ロリガが権能(ユニークスキル)を解除すると、嘘のように怒りが消し飛ぶ。


「ヘイトコントロールか...これはまた...凄く使えるな」

「むふ~」

ロチガのドヤ顔に僅かな反感(ヘイト)が湧き上がる。


そしてある事に気づく。


「ロリガ、もしかして他に4つくらい権能(ユニークスキル)がありそうだね?」

「ぎくり!」

こいつ、隠すつもりだったか・・・そして案の定ロリガのスキルは七大罪が原型になっている様であり、最初に見せた権能(ユニークスキル)傲慢(プライド)、八つの想念にある虚栄心、虚飾の罪を意味する罪であった。


なるほど虚飾は幻影(ホログラム)と言えなくもない。


憤怒(ラース)は対象に反感(ヘイト)を付与する権能(ユニークスキル)らしく、選択した対象に反感(ヘイト)を付与する対象を選んで行使する事が可能らしく、今回は傲慢(プライド)で作り出した幻影(ホログラム)に付与したのは幻影(ホログラム)消す事で憤怒(ラース)の影響を完全に消せるためである様だ。

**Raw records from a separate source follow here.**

PR #174, opened 2021-02-27
Expand wildcard names in Zone lookups

### LINKED ISSUE #169: Zone.lookup fails or behaves badly when using wildcards
Hi, i'm using dnsjava in a small authoritative server project (https://github.com/thomaskuh/limbodns) and got 2 issues resolving requests when zone has a wildcard record:

- When lookin up a name handled by a wildcard, the result isn't substituted (Returns *.abc. instead or requestedname.abc.).
- When lookin up a name with type ANY an exception is thrown.

Here's a little test I wrote showing the (in my option) wrong behaviour:
```
public static final void main(String[] args) throws Exception {
	Name nameZone = new Name("example.");
	Zone zone = new Zone(nameZone, new Record[] {
		new SOARecord(nameZone, DClass.IN, 3600L, Name.fromString("nameserver."), new Name("hostmaster",nameZone), 1, 21600L, 7200L, 2160000L, 3600L),
		new NSRecord(nameZone, DClass.IN, 300L, Name.fromString("nameserver.")),
		new ARecord(new Name("test", nameZone), DClass.IN, 3600, Inet4Address.getLocalHost()),
		new ARecord(new Name("*", nameZone), DClass.IN, 3600, Inet4Address.getLocalHost()),
		new TXTRecord(new Name("*", nameZone), DClass.IN, 3600, "sometext")
	});
	
	SetResponse resp = null;
	resp = zone.findRecords(Name.fromString("test.example."), Type.A);
	System.out.println(resp + " -> " + resp.answers());
	// successful -> [{ test.example. 3600 IN A [10.0.0.214] }]
	
	resp = zone.findRecords(Name.fromString("undefined.example."), Type.A);
	System.out.println(resp + " -> " + resp.answers());
	// successful -> [{ *.example. 3600 IN A [10.0.0.214] }]
	// Seems to work but i'd expect:
	// successful -> [{ undefined.example. 3600 IN A [10.0.0.214] }]
	
	resp = zone.findRecords(Name.fromString("undefined.example."), Type.TXT);
	System.out.println(resp + " -> " + resp.answers());
	// successful -> [{ *.example. 3600 IN TXT ["sometext"] }]
	// Seems to work but i'd expect:
	// successful -> [{ undefined.example. 3600 IN TXT ["sometext"] }]
	
	resp = zone.findRecords(Name.fromString("undefined.example."), Type.ANY);
	System.out.println(resp + " -> " + resp.answers());
	// FAILS WITH: java.lang.IllegalArgumentException: oneRRset(ANY) at org.xbill.DNS.Zone.oneRRset(Zone.java:249)
	// Would expect:
	// successful -> [{ *.example. 3600 IN A [10.0.0.214] }, { *.example. 3600 IN TXT ["sometext"] }]
	// or even better:
	// successful -> [{ undefined.example. 3600 IN A [10.0.0.214] }, { undefined.example. 3600 IN TXT ["sometext"] }]
}
```

ibauersachs:
Closes #169

### DIFF
--- a/src/main/java/org/xbill/DNS/RRset.java
+++ b/src/main/java/org/xbill/DNS/RRset.java
@@ -8,6 +8,8 @@ import java.util.ArrayList;
 import java.util.Collections;
 import java.util.Iterator;
 import java.util.List;
+import java.util.Objects;
+import lombok.EqualsAndHashCode;
 
 /**
  * A set of Records with the same name, type, and class. Also included are all RRSIG records signing
@@ -17,6 +19,7 @@ import java.util.List;
  * @see RRSIGRecord
  * @author Brian Wellington
  */
+@EqualsAndHashCode(of = {"rrs", "sigs"})
 public class RRset implements Serializable {
   private final ArrayList<Record> rrs;
   private final ArrayList<RRSIGRecord> sigs;
@@ -35,6 +38,19 @@ public class RRset implements Serializable {
     addRR(record);
   }
 
+  /**
+   * Creates an RRset and sets its contents to the specified record(s)
+   *
+   * @param records The records to add to the set. See {@link #addRR(Record)} for restrictions.
+   */
+  public RRset(Record... records) {
+    this();
+    Objects.requireNonNull(records);
+    for (Record r : records) {
+      addRR(r);
+    }
+  }
+
   /** Creates an RRset with the contents of an existing RRset */
   public RRset(RRset rrset) {
     rrs = new ArrayList<>(rrset.rrs);
@@ -47,6 +63,9 @@ public class RRset implements Serializable {
    * Adds a signature to this RRset. If the TTL of the added signature is not the same as existing
    * records in the RRset, all records are set to the lowest TTL of either the added record or the
    * existing records.
+   *
+   * @throws IllegalArgumentException if the RRset already contains records and the signature to add
+   *     does not match.
    */
   public void addRR(RRSIGRecord r) {
     addRR(r, sigs);
@@ -56,6 +75,9 @@ public class RRset implements Serializable {
    * Adds a Record to this RRset. If the TTL of the added record is not the same as existing records
    * in the RRset, all records are set to the lowest TTL of either the added record or the existing
    * records.
+   *
+   * @throws IllegalArgumentException if the RRset already contains records and the record to add
+   *     does not match.
    */
   public void addRR(Record r) {
     if (r instanceof RRSIGRecord) {
--- a/src/test/java/org/xbill/DNS/ZoneTest.java
+++ b/src/test/java/org/xbill/DNS/ZoneTest.java
@@ -1,0 +1,120 @@
+// SPDX-License-Identifier: BSD-2-Clause
+package org.xbill.DNS;
+
+import static org.junit.jupiter.api.Assertions.assertEquals;
+import static org.junit.jupiter.api.Assertions.assertTrue;
+
+import java.io.IOException;
+import java.net.InetAddress;
+import java.util.Collections;
+import java.util.List;
+import java.util.stream.Collectors;
+import java.util.stream.Stream;
+import org.junit.jupiter.api.Test;
+
+class ZoneTest {
+  private static final ARecord A_TEST;
+  private static final AAAARecord AAAA_1_TEST;
+  private static final AAAARecord AAAA_2_TEST;
+  private static final ARecord A_WILD;
+  private static final TXTRecord TXT_WILD;
+  private static final Zone ZONE;
+
+  static {
+    try {
+      Name nameZone = new Name("example.");
+      InetAddress localhost4 = InetAddress.getByName("127.0.0.1");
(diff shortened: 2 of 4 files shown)


nresare:
While this certainly works, I would prefer to move towards treating `RRset` as one would an immutable data structure, and instead of using `addRR()` have either a constructor that takes the records or perhaps a more localised solution with a static method that constructs a `RRset` from one or more Record.

I realise we are heavily into opinion and taste territory here, and I am happy to go with whatever solution you have, but since you are asking, I'm happy to share my mine. Feel free to disregard.

I would have done the following:

Created a method to create rrset instances more easily, something along the lines of

```java
private static RRset rrset(Record... records) {
    RRset set = new RRset();
    Arrays.stream(records).forEach(set::addRR);
    return set;
}
```
(for future consideration including into `RRest` as a constructor or static factor method)

Armed with this I would create the `RRset` lists that goes into the first arg of `assertEquals()` inline when I needed them. Possibly, just having the different `Record` instances as `private static final` class fields.

nresare:
My bias is to define the test data that goes into a unit test inline in the actual test most of the time, potentially using an `private static final Type UPPERCASE` constant declaration for values. 

But I do appreciate having something like `assertEquals(singletonList(rrset(LOCALHOST4)), resp.answers())` instead of having the full chain like `assertEquals(1, resp.answers().get(0).rrs().size())` for these reasons:

* The error messages when things are wrong become more descriptive, especially when `toString()` is well written.
* If one want's to be thorough, there are quite a few assert lines that makes sure that the `answers()` method returns exactly the right thing.n
* Sometimes there might be a zero length list return value and the assertEquals might assume that `get(0)` will work and the test failure then becomes an `IndexOutOfBoundsException` which is almost always less helpful than a diff of the `toString()` of the expected and actual values going into the assertion

ibauersachs:
> While this certainly works, I would prefer to move towards treating `RRset` as one would an immutable data structure, and instead of using `addRR()` have either a constructor that takes the records or perhaps a more localised solution with a static method that constructs a `RRset` from one or more Record.

I'd design it like that today, but we can't remove the mutable API. An additional constructor for multiple records is a good idea.

> I realise we are heavily into opinion and taste territory here, and I am happy to go with whatever solution you have, but since you are asking, I'm happy to share my mine. Feel free to disregard.
> 
> I would have done the following:
> 
> Created a method to create rrset instances more easily, something along the lines of
> 
> ```java
> private static RRset rrset(Record... records) {
>     RRset set = new RRset();
>     Arrays.stream(records).forEach(set::addRR);
>     return set;
> }
> ```
> 
> (for future consideration including into `RRest` as a constructor or static factor method)

I prefer the constructor over the static method and added it.

> Armed with this I would create the `RRset` lists that goes into the first arg of `assertEquals()` inline when I needed them. Possibly, just having the different `Record` instances as `private static final` class fields.
>
> My bias is to define the test data that goes into a unit test inline in the actual test most of the time, potentially using an `private static final Type UPPERCASE` constant declaration for values.

The checked exception unfortunately demand a static constructor for that. Almost the same as beforeAll, but at least the fields can be final.

> But I do appreciate having something like `assertEquals(singletonList(rrset(LOCALHOST4)), resp.answers())` instead of having the full chain like `assertEquals(1, resp.answers().get(0).rrs().size())` for these reasons:
> 
> * The error messages when things are wrong become more descriptive, especially when `toString()` is well written.
> * If one want's to be thorough, there are quite a few assert lines that makes sure that the `answers()` method returns exactly the right thing.n
> * Sometimes there might be a zero length list return value and the assertEquals might assume that `get(0)` will work and the test failure then becomes an `IndexOutOfBoundsException` which is almost always less helpful than a diff of the `toString()` of the expected and actual values going into the assertion

Yes, it's perfectly clear why.

src/test/java/org/xbill/DNS/ZoneTest.java
```diff
@@ -0,0 +1,120 @@
...
+    assertEquals(
+        listOf(new RRset(A_WILD.withName(testName)), new RRset(TXT_WILD.withName(testName))),
+        resp.answers());
+  }
+
+  private static List<RRset> listOf(RRset... rrsets) {
+    return Stream.of(rrsets).collect(Collectors.toList());
+  }
+
+  private static List<RRset> oneRRset(Record... r) {
```
nresare, line 117: 👍

src/main/java/org/xbill/DNS/RRset.java
```diff
@@ -35,6 +37,16 @@ public RRset(Record record) {
     addRR(record);
   }
 
+  /** Creates an RRset and sets its contents to the specified record(s) */
+  public RRset(Record... records) {
+    this();
+    if (records != null) {
```
nresare, line 43: The java vararg design is terrible in that it is possible to pass in a null value of type Record[]. While I think this is fine, I like the `Objects.requireNoNull()` construct instead. If someone explicitly feeds this method a `(Record[])null` they deserve a NullPointerException ;)

nresare (approved):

ロリガ本人にも美里にも憤怒(ラース)ろ付与できるらしいのだが、憤怒(ラース)権能(ユニークスキル)を解除しても一度反感(ヘイト)を抱くと影響が残り対象に対しての反感(はんかん)を残す可能性があるらしい。


ロリガがちゃんと考えている事に違和感を覚える。


その後も残る権能(ユニークスキル)強欲(グリード)』『嫉妬(エンヴィ)』『色欲(ラスト)』『怠惰(スロウス)』の能力がある事を確認し、その能力をさらけださせた。


想像以上に(いや)らしい能力であったが、その内容は非常に個性的且つ応用幅の大きい能力であった。


となれば1号が持つ権能(ユニークスキル)も同じものなのだろうか?


「よし、ロリガお前を連れて行こう」

「わーい!」

見た目は幼いヘルガで可愛いが、その能力はかなり有用である。











しかしロリガには一抹の不安が残る。